To do that, they must be protected.
Across Europe, the meaning of “security” has changed. For decades, we separated military defense from emergency response. Ukraine has proved that this distinction no longer exists. When Russia targets residential buildings, power grids, or water systems, the first people who prevent collapse are not soldiers — they are rescuers.
Civil protection is no longer a secondary aspect of war. It is one of its front lines.
Ukrainian emergency teams operate in quasi-military conditions: repeated high-intensity emergencies, mass-casualty events, structurally unstable buildings, Chemical, Biological, Radiological, and Nuclear (CBRN) risks, and constant exposure to double-tap strikes.
Their work is not only humanitarian. It is strategic.
If emergency services fail, society fails. And when society fails, victory becomes impossible.

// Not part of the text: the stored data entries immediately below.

PR #6315, opened 2024-09-30
Enable BBH ID control of CoM and Padm.

iago-mendes:
## Proposed changes

With recent changes to the calculation of the center of mass and linear momentum integrals, we are now ready to enable their control by default. We also take this opportunity to set the control residual tolerance to `1.e-4` instead of `1.e-6`, which makes more sense given that junk radiation effects are on the order of `1.e-3`.

For an equal-mass non-spinning case with default settings, the control loop currently reaches the residual tolerance in just 3 iterations. In human time, this takes ~17 minutes on 1 node of CaltechHPC.

### Code review checklist

  Then open `index.html`.
  `new feature` if appropriate.

### DIFF
--- a/support/Pipelines/Bbh/ControlId.py
+++ b/support/Pipelines/Bbh/ControlId.py
@@ -15,7 +15,9 @@ from spectre.Visualization.ReadH5 import to_dataframe
 
 logger = logging.getLogger(__name__)
 
-DEFAULT_RESIDUAL_TOLERANCE = 1.0e-6
+# The default tolerance is just below the effect of junk radiation on the
+# controlled paramaters, which  is about 1.0e-3.
+DEFAULT_RESIDUAL_TOLERANCE = 1.0e-4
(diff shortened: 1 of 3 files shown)


support/Pipelines/Bbh/ControlId.py
```diff
@@ -15,7 +15,7 @@
 
 logger = logging.getLogger(__name__)
 
-DEFAULT_RESIDUAL_TOLERANCE = 1.0e-6
+DEFAULT_RESIDUAL_TOLERANCE = 1.0e-4
```
nilsvu, line 20: Please add a comment here that this should be just below junk radiation effects on the controlled parameters

nilsvu (changes requested):

support/Pipelines/Bbh/ControlId.py
iago-mendes: Done!

nilsvu (approved):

During my visits to Ukraine, I have seen how innovation is transforming emergency response: reconnaissance drones, structural-risk sensors, AI tools for mass-emergency coordination, and more. Resilience is now technological, not because technology replaces people, but because it protects them.
Robotics is a key part of this transformation.

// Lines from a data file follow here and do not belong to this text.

PR #6329, opened 2024-10-10
Conform BNS ID domain to star surfaces

nilsvu:
## Proposed changes

Allows to deform the BNS initial data domain so a block boundary conforms to the star surfaces:

domain-5

### Code review checklist

  Then open `index.html`.
  `new feature` if appropriate.

### DIFF
--- a/src/Domain/CoordinateMaps/TimeDependent/ShapeMapTransitionFunctions/SphereTransition.hpp
+++ b/src/Domain/CoordinateMaps/TimeDependent/ShapeMapTransitionFunctions/SphereTransition.hpp
@@ -14,12 +14,10 @@ namespace domain::CoordinateMaps::ShapeMapTransitionFunctions {
 
 /*!
  * \ingroup CoordMapsTimeDependentGroup
- * \brief A transition function that falls off as $f(r) = g(r) / r$ where $g(r)
- * = ar + b$.
+ * \brief A transition function that falls off as $f(r) = ar + b$.
  *
- * \details The coefficients $a$ and $b$ are chosen so that the function $g(r) =
- * ar + b$ falls off linearly from 1 at `r_min` to 0 at `r_max`. This means that
- * $f(r)$ falls off from $1/r_{\text{min}}$ at `r_min` to 0 at `r_max`. The
+ * \details The coefficients $a$ and $b$ are chosen so that the function $f(r) =
+ * ar + b$ falls off linearly from 1 at `r_min` to 0 at `r_max`. The
  * coefficients are
  *
  * \f{align}{
--- a/src/Domain/CoordinateMaps/TimeDependent/ShapeMapTransitionFunctions/SphereTransition.hpp
+++ b/src/Domain/CoordinateMaps/TimeDependent/ShapeMapTransitionFunctions/SphereTransition.hpp
@@ -25,11 +25,15 @@ namespace domain::CoordinateMaps::ShapeMapTransitionFunctions {
  * b &= \frac{r_{\text{max}}}{r_{\text{max}} - r_{\text{min}}} = -a
  * r_{\text{max}}
  * \f}
+ *
+ * If the `reverse` flag is set to `true`, then the function falls off from 0 at
+ * `r_min` to 1 at `r_max`. To do this, the coefficients are modified as
+ * $a \rightarrow -a$ and $b \rightarrow 1-b$.
  */
 class SphereTransition final : public ShapeMapTransitionFunction {
  public:
   explicit SphereTransition() = default;
-  SphereTransition(double r_min, double r_max);
+  SphereTransition(double r_min, double r_max, bool reverse = false);
 
   double operator()(const std::array<double, 3>& source_coords) const override;
   DataVector operator()(
--- a/src/Domain/CoordinateMaps/TimeDependent/ShapeMapTransitionFunctions/SphereTransition.hpp
+++ b/src/Domain/CoordinateMaps/TimeDependent/ShapeMapTransitionFunctions/SphereTransition.hpp
@@ -41,7 +41,7 @@ class SphereTransition final : public ShapeMapTransitionFunction {
 
   std::optional<double> original_radius_over_radius(
       const std::array<double, 3>& target_coords,
-      double distorted_radius) const override;
+      double radial_distortion) const override;
 
   std::array<double, 3> gradient(
       const std::array<double, 3>& source_coords) const override;
--- a/src/Domain/CoordinateMaps/TimeDependent/ShapeMapTransitionFunctions/Wedge.cpp
+++ b/src/Domain/CoordinateMaps/TimeDependent/ShapeMapTransitionFunctions/Wedge.cpp
@@ -62,11 +62,12 @@ Wedge::Wedge(const std::array<double, 3>& inner_center,
              const double inner_radius, const double inner_sphericity,
              const std::array<double, 3>& outer_center,
              const double outer_radius, const double outer_sphericity,
-             const Axis axis)
+             const Axis axis, const bool reverse)
     : inner_surface_(inner_center, inner_radius, inner_sphericity),
       outer_surface_(outer_center, outer_radius, outer_sphericity),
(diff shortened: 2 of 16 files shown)


src/ParallelAlgorithms/SurfaceFinder/Python/FindRadialSurface.py
```diff
@@ -169,6 +169,7 @@ def find_radial_surface(
                         functions_of_time,
                     )
                 )[:, 0]
+                - initial_guess.expansion_center
```
knelli2, line 172: Update the test to be off-center to catch this?

src/Domain/CoordinateMaps/TimeDependent/ShapeMapTransitionFunctions/SphereTransition.hpp
```diff
@@ -29,7 +29,7 @@ namespace domain::CoordinateMaps::ShapeMapTransitionFunctions {
 class SphereTransition final : public ShapeMapTransitionFunction {
  public:
   explicit SphereTransition() = default;
-  SphereTransition(double r_min, double r_max);
+  SphereTransition(double r_min, double r_max, bool reverse = false);
```
knelli2, line 36: Add docs above about what reverse does and the new coefficient values for $a$ and $b$

src/Domain/CoordinateMaps/TimeDependent/ShapeMapTransitionFunctions/Wedge.cpp
```diff
@@ -376,7 +382,8 @@ std::optional<double> Wedge::original_radius_over_radius(
   // can check the outermost distance because its surface doesn't move. We can't
   // check the innermost surface because the inner bound is the origin which we
   // already checked above.
-  if (centered_coords_magnitude - eps_ > outer_distance) {
+  if ((not reverse_ and (centered_coords_magnitude > outer_distance + eps_)) or
```
knelli2: Update the comment

src/Domain/CoordinateMaps/TimeDependent/ShapeMapTransitionFunctions/Wedge.cpp
```diff
@@ -393,19 +400,24 @@ std::optional<double> Wedge::original_radius_over_radius(
   // so the map is again the identity so the radius and original radius are
   // equal. We can't check the overall inner distance because that has been
   // distorted so we don't know where the mapped inner distance is.
-  if (equal_within_roundoff(centered_coords_magnitude, outer_distance)) {
+  if ((not reverse_ and
```
knelli2: Update the comment

src/Domain/Creators/TimeDependentOptions/BinaryCompactObject.hpp
```diff
@@ -316,7 +316,8 @@ struct TimeDependentMapOptions {
           object_A_radii,
       const std::optional<std::array<double, IsCylindrical ? 2 : 3>>&
           object_B_radii,
-      double envelope_radius, double domain_outer_radius);
+      bool object_A_filled, bool object_B_filled, double envelope_radius,
+      double domain_outer_radius);
```
knelli2, line 331: Update dox for what the filled parameters will do

src/Domain/Creators/TimeDependentOptions/BinaryCompactObject.cpp
```diff
@@ -329,102 +330,113 @@ void TimeDependentMapOptions<IsCylindrical>::build_maps(
...
+      const std::optional<std::array<double, 3>>& cube_center =
+          i == 0 ? cube_A_center : cube_B_center;
+      const std::array<double, 3>& inner_center = gsl::at(object_centers, i);
+      const std::array<double, 3>& outer_center =
+          transition_ends_at_cube
+              ? cube_center.value_or(gsl::at(object_centers, i))
+              : gsl::at(object_centers, i);
+
+      const double inner_sphericity = 1.0;
+      const double outer_sphericity = transition_ends_at_cube ? 0.0 : 1.0;
```
knelli2, line 413: Can you add a comment here and/or below by the `inner_radius` about how if `filled` is True, then these values are only used for the outer shell of wedges and different values will be used for the inner wedges? I think this will help in the future when we (I) look at this again

src/Domain/Creators/CylindricalBinaryCompactObject.cpp
```diff
@@ -417,8 +417,8 @@ CylindricalBinaryCompactObject::CylindricalBinaryCompactObject(
         std::array{rotate_from_z_to_x_axis(center_A_),
                    rotate_from_z_to_x_axis(center_B_)},
         std::nullopt, std::nullopt, std::array{radius_A_, outer_radius_A_},
-        std::array{radius_B_, outer_radius_B_}, inner_common_radius,
-        outer_radius_);
+        std::array{radius_B_, outer_radius_B_}, include_inner_sphere_A,
+        include_inner_sphere_B, inner_common_radius, outer_radius_);
```
knelli2: I think `include_inner_sphere_{A/B}` should be replaced with just `False` here, right? We don't allow central object cubes in the cylindrical domain. This inner sphere is just another set of wedges, but isn't filled

src/Domain/Creators/CylindricalBinaryCompactObject.cpp
```diff
@@ -417,8 +417,8 @@ CylindricalBinaryCompactObject::CylindricalBinaryCompactObject(
         std::array{rotate_from_z_to_x_axis(center_A_),
                    rotate_from_z_to_x_axis(center_B_)},
```
knelli2, line 418: Can't reach it with GitHub comments, but I believe there's a bug above when checking if both inner spheres and the outer sphere are specified. I think it should be

```cpp
  if (time_dependent_options_.has_value() and
      not(include_inner_sphere_A and include_inner_sphere_B
                                 and include_outer_sphere)) {
```

tests/Unit/Domain/Creators/TimeDependentOptions/Test_BinaryCompactObject.cpp
```diff
@@ -290,129 +294,127 @@ void test(const bool include_expansion, const bool include_rotation,
...
+                            Catch::Matchers::ContainsSubstring(
+                                "If the object is filled, the transition must "
+                                "end at the cube."));
+          continue;
+        }
+        if (include_shape_a and not excise_A) {
+          CHECK_THROWS_WITH(
+              build_maps(),
+              Catch::Matchers::ContainsSubstring(
+                  "the centers of the inner and outer object are different"));
```
knelli2, line 339: Where is this error from? I wasn't able to find it in the code base or this PR

knelli2 (changes requested):

src/ParallelAlgorithms/SurfaceFinder/Python/FindRadialSurface.py
nilsvu: Didn't do it because the `Sphere` domain creator can't do off-center coords at the moment (would be nice though)

tests/Unit/Domain/Creators/TimeDependentOptions/Test_BinaryCompactObject.cpp
nilsvu: `src/Domain/CoordinateMaps/TimeDependent/ShapeMapTransitionFunctions/Wedge.cpp:75`

knelli2: Ugh that line break messed up my search.

Should this be caught one level up in the TimeDepBCO? Seems a bit odd to be getting an error from the wedge transition here

nilsvu: Dunno, the logic in these tests is pretty complicated and took a while to work out because there are so many different configurations of the BCO domain so I don't feel particularly motivated to move things around

knelli2 (approved):
Squash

When a Colossus robot moves into a burning structure in Kharkiv or Odesa, it is not just performing a task. It is acting as a shield between rescuers and Russian attacks.
But the robot is only part of the story. What matters just as much is the long-term cooperation we are building around it: Ukrainian operators trained, perspectives of industrial partnership, and a feedback loop between field teams and our engineers in La Rochelle, allowing us to improve each next generation, for the benefit of the end-user.
This is resilience in action: technology tested under fire, improved through real experience, and shared across borders.
In an era marked by hybrid threats, infrastructure sabotage, and increasingly frequent disasters, Europe urgently needs the expertise Ukraine has been forced to acquire. Ukraine is not only fighting for its survival, but also teaching Europe how to be resilient.
Today, coordination between national civil-security systems remains fragmented. In addition to recent proposals to strengthen the EU Civil Protection Mechanism and invest more in preparedness, Europe now needs joint exercises, peer-review tools, and new training platforms to systematically integrate Ukrainian expertise into EU planning. The EU also needs to fast-track the validation and certification of new technologies.
The bloc already has important tools, but these efforts should be taken to the next level, with civil protection elevated to a strategic priority on par with defense.
After all, robotics, drones, and autonomous systems are reshaping civil security today just as profoundly as they have transformed modern battlefields.
A joint European procurement scheme for civil-security technologies, mirroring models used in defense, would help scale innovation faster, reduce costs, and ensure that battlefield-tested solutions from Ukraine reach responders across the continent.
As a French and European citizen and as CEO of Shark Robotics, working closely with civil-security actors, I believe the partnership between France and Ukraine carries a powerful message.
When Ukrainian rescuers deploy French-made robots on the front lines of their country’s survival, it is a reminder that the security of Ukraine and the security of Europe are inseparable.
Those who run toward danger to protect others embody the deepest meaning of Europe: solidarity, courage, and the defense of human dignity.
Protecting them is not only a moral responsibility. It is a strategic necessity and one of the clearest ways Europe can help Ukraine win the war.
If we agree this work is essential, then we must also admit we can still do better. Europe has the capacity, the expertise, and the interest to do more. What remains is the will to act and organise ourselves accordingly.
Editor’s note: The opinions expressed in the op-ed section are those of the authors and do not purport to reflect the views of the Kyiv Independent.